GRACE at UCL Grace/Legion/Software Stack/Legion DI State of Research Computing Services: Legion Legion has been UCL's primary local compute resource since 2007. Almost none of the original hardware is still in service. Gradual upgrade over time. Absorbing other services. 7 year old core network technology – 1G Ethernet

State of Research Computing Services: Legion Gradual upgrade over time means service is fragmented: 8 Different node types! Some have Infinib in addition to , some don’t! PIs buy the hardware they need. Parallel vs Serial In general: Iridis 3 parallel Legion high throughput Parallel Single job spans multiple nodes Tightly coupled parallelisation usually in MPI Sensitive to network per as long as mance Currently primarily chemistry, physics, engineering High throughput Lots (tens of thous in addition to s) of independent jobs on different data High I/O Currently, primarily biosciences in addition to physics In the future, digital humanities Input Data Output Data Many processes on many processors work simultaneously + communicate between each other Parallel

Many processes, operate independently of each other in addition to in any order Input Data Output Data High Throughput Iridis Retirement In summer 2015, Southampton were due to retire Iridis This means that we would lose ~71 TeraFlops of compute capacity. And the ability to run large parallel jobs! We also wanted to retire the original Legion hardware which was 7 years old! Losing another 20 TeraFlops Luckily, we had £1.5 million to spend! State of Research Computing Services: Grace Grace went “into service” on the 2nd December 2015.Complete new service as long as parallel compute. All nodes are connected to storage by 40 gigabit infinib in addition to . Infinib in addition to is primary network in the cluster (IP over IB – looks like a “normal” network). Designed with network capacity to double size over time.

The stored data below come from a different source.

Issue #38775, opened 2022-08-30
Add user agent to handlers requests


rmweir:
**Is your feature request related to a problem? Please describe.**
Kube API requests contain little info on where in rancher they were made from.

**Describe the solution you'd like**
Want requests to kube apiserver to have agent that reflects which handler in rancher made them.

**Describe alternatives you've considered**

**Additional context**

samjustus:
LOE s

moio:
If done at the wrangler or lasso levels, this would be useful in fleet too (cc @manno)

PR #40033, opened 2022-12-30
Add useragent to handlers

rmweir:
Some handlers have been configured to use clients with useragents that are named to reference the handlers that use them.

## Issue: 

https://github.com/rancher/rancher/issues/38775

## Problem

We would like to use the new useragent functionality in a small way that only mainly only affects team1 before rolling it out to more parts of rancher.
 
## Solution

Add useragent to some select handlers.

### DIFF
--- a/pkg/controllers/management/auth/register.go
+++ b/pkg/controllers/management/auth/register.go
@@ -56,14 +56,14 @@ func RegisterIndexers(scaledContext *config.ScaledContext) error {
 }
 
 func RegisterEarly(ctx context.Context, management *config.ManagementContext, clusterManager *clustermanager.Manager) {
-	prtb, crtb := newRTBLifecycles(management)
-	gr := newGlobalRoleLifecycle(management)
-	grb := newGlobalRoleBindingLifecycle(management, clusterManager)
+	prtb, crtb := newRTBLifecycles(management.WithAgent("mgmt-auth-crtb-prtb-controller"))
+	gr := newGlobalRoleLifecycle(management.WithAgent(grController))
+	grb := newGlobalRoleBindingLifecycle(management.WithAgent(grbController), clusterManager)
 	p, c := newPandCLifecycles(management)
 	u := newUserLifecycle(management, clusterManager)
-	n := newTokenController(management)
+	n := newTokenController(management.WithAgent(tokenController))
 	ac := newAuthConfigController(ctx, management, clusterManager.ScaledContext)
-	ua := newUserAttributeController(management)
+	ua := newUserAttributeController(management.WithAgent(userAttributeController))
 	s := newAuthSettingController(management)
 	rt := newRoleTemplateLifecycle(management, clusterManager)
 	grbLegacy := newLegacyGRBCleaner(management)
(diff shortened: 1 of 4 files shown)


pkg/controllers/management/auth/register.go
```diff
@@ -56,14 +56,14 @@ func RegisterIndexers(scaledContext *config.ScaledContext) error {
...
 
 func RegisterEarly(ctx context.Context, management *config.ManagementContext, clusterManager *clustermanager.Manager) {
-	prtb, crtb := newRTBLifecycles(management)
-	gr := newGlobalRoleLifecycle(management)
-	grb := newGlobalRoleBindingLifecycle(management, clusterManager)
+	prtb, crtb := newRTBLifecycles(management.WithAgent("mgmt-auth-crtb-prtb-controller"))
+	gr := newGlobalRoleLifecycle(management.WithAgent(grController))
+	grb := newGlobalRoleBindingLifecycle(management.WithAgent(grbController), clusterManager)
 	p, c := newPandCLifecycles(management)
 	u := newUserLifecycle(management, clusterManager)
```
cmurphy, line 63: I know the plan isn't to roll this out everywhere but I'm not clear why some of these were chosen and not others, for instance why do we want this for user attributes but not yet for users?

pkg/controllers/managementuser/rbac/handler_base.go
```diff
@@ -116,11 +118,11 @@ func Register(ctx context.Context, workload *config.UserContext) {
...
-		ProjectLister:       workload.Management.Management.Projects(workload.ClusterName).Controller().Lister(),
+		ProjectLister:       management.Management.Projects(workload.ClusterName).Controller().Lister(),
 	}
 
 	workload.Core.Namespaces("").AddLifecycle(ctx, "namespace-auth", newNamespaceLifecycle(r, sync))
-	workload.Management.Management.RoleTemplates("").AddHandler(ctx, "cluster-roletemplate-sync", newRTLifecycle(r))
+	management.Management.RoleTemplates("").AddHandler(ctx, "cluster-roletemplate-sync", newRTLifecycle(r))
 }
 
 type manager struct {
```
cbron, line 128: Are we only doing 2.6 and not 2.7 for the test run ?

rmweir: I'm planning on doing both and am partway through forward porting to 2.7. Just waiting on this.

pkg/wrangler/context.go
```diff
@@ -456,6 +456,9 @@ func NewContext(ctx context.Context, clientConfig clientcmd.ClientConfig, restCo
 		core:         core,
 		api:          api,
 		crd:          crd,
+		capi:         capi,
+		rke:          rke,
+		rbac:         rbac,
```
cbron, line 461: what's the point of adding these ?

rmweir: It's a fix, I missed them [here](https://github.com/rancher/rancher/pull/39876/files#diff-a386241816deb9f14c0dbac3c18f0642a47992060fe0f582782dd8be506d2c31R151-R164).

cbron (approved):

cmurphy (approved):

PR #40063, opened 2023-01-04
[2.7] Provide Internal & External IP addresses to node agent

HarrisonWAffel:
## Problem
When deploying clusters which have `generate_serving_certificates` enabled for the kubelet service, certificate files will be deployed to the downstream node. Depending on the infrastructure provider, these certificates may be named using the public or private IP address of the node. For example, a DO VM will have its certificate files named using the external IP address, while a VM on AWS will have its certificate files named using the private IP address. This is a problem for the node agent, which now needs to interrogate these certificate files to determine if they need to be refreshed. 
 
## Solution
Provide both the public and private IP addresses to the node agent, then check both possible file locations when performing cert validity checks. 
 
## Testing
+ Create a cluster with `generate_serving_certificate` enabled for the kubelet service. 
+ wait for the node to become available 
+ Find the pod running the node agent, and run the following command: `docker logs <NODE_AGENT_CONTAINER> | head`
+ Look in the logs for a line which starts with `INFO: Environment:`, and fine the `CATTLE_ADDRESS` and `CATTLE_INTERNAL_ADDRESS` values. Ensure they equal the actual external and internal IP address of the node

### Manual Testing
I've done the above

I've also run through the existing test steps for the parent issue / PR, and did not observe any refreshes during restarts of rancher or during set periods of time (i.e. as new plans were requested) 

### Automated Testing
n/a

## QA Testing Considerations
Some providers do not set internal IP addresses, in which case the `CATTLE_INTERNAL_ADDRESS` value will be empty
 
This will not introduce any regressions as this logic is only used when refreshing the kubelet serving certificates


package/run.sh
```diff
@@ -172,6 +172,15 @@ if [ -z "$CATTLE_ADDRESS" ]; then
     CATTLE_ADDRESS=$(ip -o route get 8.8.8.8 | sed -n 's/.*src \([0-9.]\+\).*/\1/p')
 fi
 
+if [ -z "$CATTLE_CATTLE_INTERNAL_ADDRESS" ]; then
```
jiaqiluo, line 175: an extra `CATTLE_`? 
```suggestion
if [ -z "$CATTLE_INTERNAL_ADDRESS" ]; then
```

cmd/agent/main.go
```diff
@@ -552,7 +573,22 @@ func KubeletCertificateNeedsRegeneration(ipAddress, currentHostname string, cert
 		return false, err
 	}
 
-	return !CertificateIncludesHostname(currentHostname, parsedCert) || CertificateIsExpiring(parsedCert, currentTime) || !CertificateIncludesCurrentIP(ipAddress, parsedCert), nil
+	if !CertificateIncludesHostname(currentHostname, parsedCert) {
+		logrus.Tracef("Certificate does not include current hostname, requesting new certificate")
```
jiaqiluo, line 577: nit 
```suggestion
		logrus.Tracef("certificate does not include current hostname, requesting new certificate")
```

jiaqiluo (changes requested):

cmd/agent/main.go
snasovich: These are log messages and generally don't follow the requirement to start with lowercase letter as required by Go standards for _errors_.

HarrisonWAffel: I've changed it to a lower case

snasovich: I see, other log messages introduced here start with lowercase character. I'm fine either way as soon as it's consistent.
Glancing through the code I see we're not consistent across the codebase with some a mix of messages starting with lowercase and uppercase.

Just wanted to make sure we're not misunderstanding https://github.com/golang/go/wiki/CodeReviewComments#error-strings which specifically states:
> This does not apply to logging, which is implicitly line-oriented and not combined inside other messages.

jiaqiluo (approved):

cmd/agent/main.go
```diff
@@ -519,11 +519,17 @@ func reconcileKubelet(ctx context.Context) (bool, error) {
 // delivered by Rancher if the generate_serving_certificate property
 // is set to 'true' for the clusters kubelet service.
 func KubeletNeedsNewCertificate(headers http.Header) error {
-	ipAddress := os.Getenv("CATTLE_ADDRESS")
 	currentHostname := os.Getenv("CATTLE_NODE_NAME")
-	fileSafeIPAddress := strings.ReplaceAll(ipAddress, ".", "-")
 
-	cert, err := tls.LoadX509KeyPair(fmt.Sprintf("/etc/kubernetes/ssl/kube-kubelet-%s.pem", fileSafeIPAddress), fmt.Sprintf("/etc/kubernetes/ssl/kube-kubelet-%s-key.pem", fileSafeIPAddress))
+	// RKE will save the certs on the node using either the public or private IP address, depending on the infrastructure provider.
+	// For example, the certs will be stored using the public IP address for VM's on digital ocean, but will use the private IP
```
jakefhyde, line 525: Tangentially related, do we know why RKE uses the public ip for digital ocean (or why AWS uses the private ip)? I'm assuming private is the correct option.

jakefhyde: DO only does so if it the private ip address option is enabled in UI, so that may also be related.

HarrisonWAffel: I checked and it does seem to be the case that digital ocean clusters only report their external IP address in Rancher. Interestingly, for RKE2 clusters only the internal IP address is reported. I'll look to see if this is an existing issue or not, it seems odd though

Issue #40016, opened 2022-12-28
[BUG] Downstream k3s Node driver clusters fail to provision when etcd and controlplane roles are shared by a nodepool


Josh-Diamond:
**Rancher Server Setup**
- Rancher version: `v2.7-28a84c710edf49a4acedfdc3624d427a36124672-head`
- Installation option (Docker install/Helm Chart): Helm w/ RKE1 local `v1.24.9`
- Proxy/Cert Details: `byo-valid`

**Information about the Cluster**
- Kubernetes version: `v1.25.5+k3s1
- Cluster Type (Local/Downstream):
   - If downstream, what type of cluster? 
   Downstream Node driver [seen w/ AWS + Linode] k3s w/ etcd + cp sharing roles in a nodepool

**User Information**
- What is the role of the user logged in? (Admin/Cluster Owner/Cluster Member/Project Owner/Project Member/Custom)
admin/standard user - [seen w/ both]

**Describe the bug**
Downstream cluster fails to provision when etcd and controlplane roles are shared by a nodepool.

**To Reproduce**
1. Fresh install of rancher `v2.7-head`
2. Provision a downstream k3s cluster w/ the following nodepool configurations, [AWS or Linode]:

| Pool | Role(s) | Quantity |
|---|---|---|
| 1. | etcd/controlplane | 3 |
| 2. | worker | 3 |

 4. Reproduced

**Result**

Cluster stuck in `Updating` hang state, reporting `Configuring bootstrap node(s): waiting for cluster agent to connect`

**Expected Result**
Cluster comes up `active`

**Additional context**

Rancher Logs:
```logs
2022/12/28 20:14:37 [INFO] [planner] rkecluster fleet-default/jkeslar-sowmya-anu: waiting: configuring bootstrap node(s) jkeslar-sowmya-anu-pool1-REDACTED: waiting for cluster agent to connect
2022/12/28 20:14:58 [ERROR] error syncing '_all_': handler user-controllers-controller: failed to start user controllers for cluster REDACTED: ClusterUnavailable 503: cluster not found, requeuing
2022/12/28 20:16:15 [ERROR] Error during subscribe websocket: close sent
```

Also seen on `v2.7.0` with k8s:
- `v1.24.7+k3s1`
- `v1.23.14+k3s1`
- `v1.24.9+k3s1`

Oats87:
@Josh-Diamond any info from the downstream node? Logs from K3s and the system agent?

[...]

PR #40066, opened 2023-01-04
Skip adding etcd taint for k3s

jakefhyde:
## Issue: 

#40016

## Problem

K3s cluster system pods + charts do NOT have the correct tolerations to be able to run on a controlplane + etcd node

## Solution

Do not add the etcd taint to etcd nodes if the runtime is k3s and it is also a controlplane node.

### Manual Testing

Tested manually, confirmed etcd taint was not present for split role clusters. Tested upgrade from v2.7.0 v1.24.8+k3s1.

### DIFF
--- a/pkg/provisioningv2/rke2/planner/planner.go
+++ b/pkg/provisioningv2/rke2/planner/planner.go
@@ -853,7 +853,7 @@ func PruneEmpty(config map[string]interface{}) {
 }
 
 // getTaints returns a slice of taints for the machine in question
-func getTaints(entry *planEntry) (result []corev1.Taint, _ error) {
+func getTaints(entry *planEntry, cp *rkev1.RKEControlPlane) (result []corev1.Taint, _ error) {
 	data := entry.Metadata.Annotations[rke2.TaintsAnnotation]
 	if data != "" {
 		if err := json.Unmarshal([]byte(data), &result); err != nil {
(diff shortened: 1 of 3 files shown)


pkg/provisioningv2/rke2/planner/planner.go
```diff
@@ -862,7 +862,8 @@ func getTaints(entry *planEntry) (result []corev1.Taint, _ error) {
 	}
 
 	if !isWorker(entry) {
-		if isEtcd(entry) {
+		// k3s charts do not have correct tolerations when the master node is both controlplane and etcd
+		if isEtcd(entry) && (rke2.GetRuntime(cp.Spec.KubernetesVersion) != rke2.RuntimeK3S || !isControlPlane(entry)) {
```
snasovich, line 866: If all we need from CP here is `cp.Spec.KubernetesVersion` why not pass just it (or even `isK3s` flag - but I like former more anyway) and not the whole object (even though it's a pointer).

snasovich: Right, actually thinking more about it passing `string runtime` looks the cleanest to me and matching what we've had before.
I'm not so sure about the "remove in the next release" if the fix has to be on k3s side considering we will be supporting previous k3s patch versions still.
Probably splitting hairs here, so I'm not going to block this based on whether we should pass the whole CP or just string runtime.

snasovich (approved):

Oats87 (approved):

PR #40076, opened 2023-01-05
[v2.7] Adjust object conflict messages seen in provisioning log

HarrisonWAffel:
## Problem
There are intermittent error messages reported in the provisioning log relating to object version conflicts. In all observed scenarios these error messages are benign and resolve themselves automatically. However, the presence of these error messages and subsequent UI display gives the end user an impression that something has failed, when in fact the issue is only temporary.
 
## Solution
Prepend a message stating that this is a transient error, so as to ensure the end user that the provisioning process has not encountered a significant error that needs to be remediated 

## Testing
+ Create a rancher server 
+ provision an RKE2 cluster on any infrastructure provider. Create 3-5 nodes in a single all role node pool
+ observe that the error message is now prepended with `Transient Error Encountered: ...` 

### Manual Testing
I've done the above

### Automated Testing
n/a

## QA Testing Considerations
reproducing the original error is difficult, i've had some success by limiting the resources available to the Rancher server. 

Using 3-5 nodes seems to have this error appear more frequently. 

I've also seen this error occur when scaling up and down, but even when doing this the error is still not consistent. 
 
This change modifies certain log messages, it has no impact on existing functionality outside of what is shown in the UI.

### DIFF
--- a/pkg/controllers/provisioningv2/rke2/provisioninglog/provisioninglog.go
+++ b/pkg/controllers/provisioningv2/rke2/provisioninglog/provisioninglog.go
@@ -97,6 +97,10 @@ func (h *handler) recordMessage(provCluster *provv1.Cluster, cm *corev1.ConfigMa
 		return cm, nil
 	}
 
+	if strings.Contains(msg, "the object has been modified; please apply your changes to the latest version and try again") {
+		msg = fmt.Sprintf("Transient error encountered: %s", msg)
+	}
+
 	last := cm.Data["last"]
 	if msg == last {
 		return cm, nil


pkg/controllers/provisioningv2/rke2/provisioninglog/provisioninglog.go
```diff
@@ -97,6 +97,11 @@ func (h *handler) recordMessage(provCluster *provv1.Cluster, cm *corev1.ConfigMa
 		return cm, nil
 	}
 
+	// conflict errors are handled by further reconciliation without issue, no reason to report them in the UI.
+	if strings.Contains(msg, "the object has been modified; please apply your changes to the latest version and try again") {
```
Oats87, line 101: in certain cases, this error is benign, but we're working behind the scenes to correct controller behavior to stop racing and potentially causing issues with conflicting objects.

In certain cases though, we do want to display this message as there is likely something seriously wrong if conflicts are happening, and it (while not necessarily end user friendly) provides feedback as to why progress may not be made.

HarrisonWAffel: That makes sense! I think the reason the ticket was opened was because it looked 'scary', and I wasn't aware of an scenario where this would indicate a real issue in the server. It makes more sense to keep it in the UI if we expect it to hault provisioning progress. Would it be safe to say that the root cause of this will likely be solved indirectly by other controller improvements?

HarrisonWAffel:
I've updated this PR to append a clarifying message to the end of these error messages, allowing them to be still be shown in the UI but indicating to the user that they are not significant errors or cause for concern

pkg/controllers/provisioningv2/rke2/provisioninglog/provisioninglog.go
```diff
@@ -97,6 +97,10 @@ func (h *handler) recordMessage(provCluster *provv1.Cluster, cm *corev1.ConfigMa
 		return cm, nil
 	}
 
+	if strings.Contains(msg, "the object has been modified; please apply your changes to the latest version and try again") {
+		msg = fmt.Sprintf("%s: this error may resolve itself, and unless consistently repeated, does not represent a critical error in the provisioning process", msg)
```
Oats87, line 101: It's difficult to both quantify and tell if this message is being "consistently repeated". Perhaps we can just state that it is a transient error, or format it like `Transient error encountered: %s`

Oats87 (changes requested):

pkg/controllers/provisioningv2/rke2/provisioninglog/provisioninglog.go
HarrisonWAffel: Sure. Wording this scenario was a bit difficult, but I think that wording sounds a lot better

snasovich (approved):
LGTM, thank you @Oats87 @HarrisonWAffel for figuring out a good message format.

@HarrisonWAffel , before merging please update the PR description to explain the updated solution (more user-friendly message vs. skipping message)

jiaqiluo (approved):

Oats87 (approved):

To replace UCL’s Iridis 3 service in addition to retired Legion nodes we required ~90 TeraFlops sustained Grace was benchmarked at ~180 TeraFlops Grace Legion Legion/Grace have a common software stack. Red Hat Enterprise Linux + Son of Grid Engine + Environment modules Common set of Compilers (so you can compile your own code) Libraries Applications It’s likely the application you use is already available or we can install it as long as you Scripted builds of applications (so we can easily install new versions as long as you) xCAT management software (which allows us to manage the cluster) Easy to move between the services (you have the same environment on both machines)

Wherever possible the UCL Research Computing Plat as long as m Services Team’s work is Open Source in addition to on Github: You can deploy it on your resources/desktop (application licenses permitting) The Future – Legion “Data Intensive” Although Legion now does only high throughput computing, it’s not designed as long as it. Some issues with I/O We need to retire some old hardware. So the next major upgrade is re-designing Legion as long as HTC. Replace old “Nehalem” nodes. Replace/upgrade 1G Ethernet I/O subsystem. Local mirroring of common datasets. Coming ~summer 2017! The then current iteration of the software stack. None of this would have been possible without: UCL: Dr Ian Kirker, Heather Kelly, Brian Alston, Thomas Jones, Luke Sudbery, William Hay, Colin Byelong, Prof. Dario Alfe, Dr Javier Herrero, Dr Jörg Saßmannshausen, Mike Atkins, Greg Dyer OCF/Lenovo/DDN Georgina Ellis, Arif Ali, Jagjit Reehal, Jim Roche, Richard Mansfield in addition to certainly many, many others. THANKS!